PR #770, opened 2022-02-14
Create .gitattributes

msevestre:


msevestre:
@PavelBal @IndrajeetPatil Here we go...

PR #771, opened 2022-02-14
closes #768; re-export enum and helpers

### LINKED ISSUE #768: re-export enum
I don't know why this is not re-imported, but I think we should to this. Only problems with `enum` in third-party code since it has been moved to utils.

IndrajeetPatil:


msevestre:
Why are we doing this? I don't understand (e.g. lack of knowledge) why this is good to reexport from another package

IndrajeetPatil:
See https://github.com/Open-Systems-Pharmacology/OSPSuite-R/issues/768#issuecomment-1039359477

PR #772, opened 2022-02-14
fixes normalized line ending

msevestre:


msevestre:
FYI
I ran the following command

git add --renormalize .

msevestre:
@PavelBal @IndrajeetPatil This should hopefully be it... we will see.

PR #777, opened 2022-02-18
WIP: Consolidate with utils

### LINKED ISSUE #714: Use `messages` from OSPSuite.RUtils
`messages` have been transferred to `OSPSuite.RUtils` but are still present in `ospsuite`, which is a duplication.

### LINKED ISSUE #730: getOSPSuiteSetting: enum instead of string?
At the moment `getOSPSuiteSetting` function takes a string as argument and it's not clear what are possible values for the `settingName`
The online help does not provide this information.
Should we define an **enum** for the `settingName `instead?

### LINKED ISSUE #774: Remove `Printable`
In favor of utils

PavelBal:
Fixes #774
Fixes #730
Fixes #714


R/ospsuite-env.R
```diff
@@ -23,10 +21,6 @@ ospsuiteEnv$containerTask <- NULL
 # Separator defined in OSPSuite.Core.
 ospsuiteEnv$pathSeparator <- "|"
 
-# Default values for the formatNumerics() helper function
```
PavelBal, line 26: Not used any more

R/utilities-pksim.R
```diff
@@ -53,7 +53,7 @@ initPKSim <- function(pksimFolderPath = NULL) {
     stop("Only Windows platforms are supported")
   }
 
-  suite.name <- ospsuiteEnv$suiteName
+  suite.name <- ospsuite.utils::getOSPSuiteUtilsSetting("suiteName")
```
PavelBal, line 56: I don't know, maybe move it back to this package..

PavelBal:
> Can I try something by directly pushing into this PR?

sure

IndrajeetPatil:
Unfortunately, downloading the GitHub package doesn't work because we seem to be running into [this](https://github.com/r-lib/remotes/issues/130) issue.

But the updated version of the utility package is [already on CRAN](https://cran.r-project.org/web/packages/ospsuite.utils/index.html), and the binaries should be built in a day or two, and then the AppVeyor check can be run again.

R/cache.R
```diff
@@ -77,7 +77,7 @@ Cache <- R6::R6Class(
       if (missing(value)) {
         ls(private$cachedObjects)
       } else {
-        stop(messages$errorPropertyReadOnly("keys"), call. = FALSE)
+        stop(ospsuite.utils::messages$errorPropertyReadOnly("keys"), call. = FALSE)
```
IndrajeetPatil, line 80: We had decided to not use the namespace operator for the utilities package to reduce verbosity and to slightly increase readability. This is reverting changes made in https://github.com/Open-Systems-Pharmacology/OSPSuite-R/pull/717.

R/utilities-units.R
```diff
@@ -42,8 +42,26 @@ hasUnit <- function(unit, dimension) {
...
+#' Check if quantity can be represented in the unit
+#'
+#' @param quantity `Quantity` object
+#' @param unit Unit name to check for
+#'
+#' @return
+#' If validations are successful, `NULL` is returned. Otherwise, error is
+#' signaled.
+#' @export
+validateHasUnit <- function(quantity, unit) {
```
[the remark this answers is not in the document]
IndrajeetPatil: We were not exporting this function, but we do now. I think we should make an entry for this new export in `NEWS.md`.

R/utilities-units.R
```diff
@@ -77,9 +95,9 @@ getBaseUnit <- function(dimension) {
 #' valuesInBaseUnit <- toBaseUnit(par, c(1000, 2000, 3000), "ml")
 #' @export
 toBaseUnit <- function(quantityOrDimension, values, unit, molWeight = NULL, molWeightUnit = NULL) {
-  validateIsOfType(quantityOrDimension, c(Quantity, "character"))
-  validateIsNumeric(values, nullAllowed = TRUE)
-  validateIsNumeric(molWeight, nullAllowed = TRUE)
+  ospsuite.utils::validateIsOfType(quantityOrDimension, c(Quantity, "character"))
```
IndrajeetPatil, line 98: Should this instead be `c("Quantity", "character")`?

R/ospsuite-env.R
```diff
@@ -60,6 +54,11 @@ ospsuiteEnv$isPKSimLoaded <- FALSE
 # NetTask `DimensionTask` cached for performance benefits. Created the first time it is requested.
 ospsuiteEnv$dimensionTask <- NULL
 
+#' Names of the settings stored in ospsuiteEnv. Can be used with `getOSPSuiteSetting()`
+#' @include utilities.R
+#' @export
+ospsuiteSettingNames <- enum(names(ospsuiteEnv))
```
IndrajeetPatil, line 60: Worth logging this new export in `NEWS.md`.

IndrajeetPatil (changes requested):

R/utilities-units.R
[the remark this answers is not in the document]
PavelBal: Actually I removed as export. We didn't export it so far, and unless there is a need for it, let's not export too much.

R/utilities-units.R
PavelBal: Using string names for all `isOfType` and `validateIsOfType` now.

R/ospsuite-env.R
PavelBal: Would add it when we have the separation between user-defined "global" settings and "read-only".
-=-=-=-=-
■ EXERCISE BRIEF
The whole block of data above should be printed again verbatim.

■ ANSWER BOX
PR #770, opened 2022-02-14
Create .gitattributes

msevestre:


msevestre:
@PavelBal @IndrajeetPatil Here we go...

PR #771, opened 2022-02-14
closes #768; re-export enum and helpers

### LINKED ISSUE #768: re-export enum
I don't know why this is not re-imported, but I think we should to this. Only problems with `enum` in third-party code since it has been moved to utils.

IndrajeetPatil:


msevestre:
Why are we doing this? I don't understand (e.g. lack of knowledge) why this is good to reexport from another package

IndrajeetPatil:
See https://github.com/Open-Systems-Pharmacology/OSPSuite-R/issues/768#issuecomment-1039359477

PR #772, opened 2022-02-14
fixes normalized line ending

msevestre:


msevestre:
FYI
I ran the following command

git add --renormalize .

msevestre:
@PavelBal @IndrajeetPatil This should hopefully be it... we will see.

PR #777, opened 2022-02-18
WIP: Consolidate with utils

### LINKED ISSUE #714: Use `messages` from OSPSuite.RUtils
`messages` have been transferred to `OSPSuite.RUtils` but are still present in `ospsuite`, which is a duplication.

### LINKED ISSUE #730: getOSPSuiteSetting: enum instead of string?
At the moment `getOSPSuiteSetting` function takes a string as argument and it's not clear what are possible values for the `settingName`
The online help does not provide this information.
Should we define an **enum** for the `settingName `instead?

### LINKED ISSUE #774: Remove `Printable`
In favor of utils

PavelBal:
Fixes #774
Fixes #730
Fixes #714


R/ospsuite-env.R
```diff
@@ -23,10 +21,6 @@ ospsuiteEnv$containerTask <- NULL
 # Separator defined in OSPSuite.Core.
 ospsuiteEnv$pathSeparator <- "|"
 
-# Default values for the formatNumerics() helper function
```
PavelBal, line 26: Not used any more

R/utilities-pksim.R
```diff
@@ -53,7 +53,7 @@ initPKSim <- function(pksimFolderPath = NULL) {
     stop("Only Windows platforms are supported")
   }
 
-  suite.name <- ospsuiteEnv$suiteName
+  suite.name <- ospsuite.utils::getOSPSuiteUtilsSetting("suiteName")
```
PavelBal, line 56: I don't know, maybe move it back to this package..

PavelBal:
> Can I try something by directly pushing into this PR?

sure

IndrajeetPatil:
Unfortunately, downloading the GitHub package doesn't work because we seem to be running into [this](https://github.com/r-lib/remotes/issues/130) issue.

But the updated version of the utility package is [already on CRAN](https://cran.r-project.org/web/packages/ospsuite.utils/index.html), and the binaries should be built in a day or two, and then the AppVeyor check can be run again.

R/cache.R
```diff
@@ -77,7 +77,7 @@ Cache <- R6::R6Class(
       if (missing(value)) {
         ls(private$cachedObjects)
       } else {
-        stop(messages$errorPropertyReadOnly("keys"), call. = FALSE)
+        stop(ospsuite.utils::messages$errorPropertyReadOnly("keys"), call. = FALSE)
```
IndrajeetPatil, line 80: We had decided to not use the namespace operator for the utilities package to reduce verbosity and to slightly increase readability. This is reverting changes made in https://github.com/Open-Systems-Pharmacology/OSPSuite-R/pull/717.

R/utilities-units.R
```diff
@@ -42,8 +42,26 @@ hasUnit <- function(unit, dimension) {
...
+#' Check if quantity can be represented in the unit
+#'
+#' @param quantity `Quantity` object
+#' @param unit Unit name to check for
+#'
+#' @return
+#' If validations are successful, `NULL` is returned. Otherwise, error is
+#' signaled.
+#' @export
+validateHasUnit <- function(quantity, unit) {
```
[the remark this answers is not in the document]
IndrajeetPatil: We were not exporting this function, but we do now. I think we should make an entry for this new export in `NEWS.md`.

R/utilities-units.R
```diff
@@ -77,9 +95,9 @@ getBaseUnit <- function(dimension) {
 #' valuesInBaseUnit <- toBaseUnit(par, c(1000, 2000, 3000), "ml")
 #' @export
 toBaseUnit <- function(quantityOrDimension, values, unit, molWeight = NULL, molWeightUnit = NULL) {
-  validateIsOfType(quantityOrDimension, c(Quantity, "character"))
-  validateIsNumeric(values, nullAllowed = TRUE)
-  validateIsNumeric(molWeight, nullAllowed = TRUE)
+  ospsuite.utils::validateIsOfType(quantityOrDimension, c(Quantity, "character"))
```
IndrajeetPatil, line 98: Should this instead be `c("Quantity", "character")`?

R/ospsuite-env.R
```diff
@@ -60,6 +54,11 @@ ospsuiteEnv$isPKSimLoaded <- FALSE
 # NetTask `DimensionTask` cached for performance benefits. Created the first time it is requested.
 ospsuiteEnv$dimensionTask <- NULL
 
+#' Names of the settings stored in ospsuiteEnv. Can be used with `getOSPSuiteSetting()`
+#' @include utilities.R
+#' @export
+ospsuiteSettingNames <- enum(names(ospsuiteEnv))
```
IndrajeetPatil, line 60: Worth logging this new export in `NEWS.md`.

IndrajeetPatil (changes requested):

R/utilities-units.R
[the remark this answers is not in the document]
PavelBal: Actually I removed as export. We didn't export it so far, and unless there is a need for it, let's not export too much.

R/utilities-units.R
PavelBal: Using string names for all `isOfType` and `validateIsOfType` now.

R/ospsuite-env.R
PavelBal: Would add it when we have the separation between user-defined "global" settings and "read-only".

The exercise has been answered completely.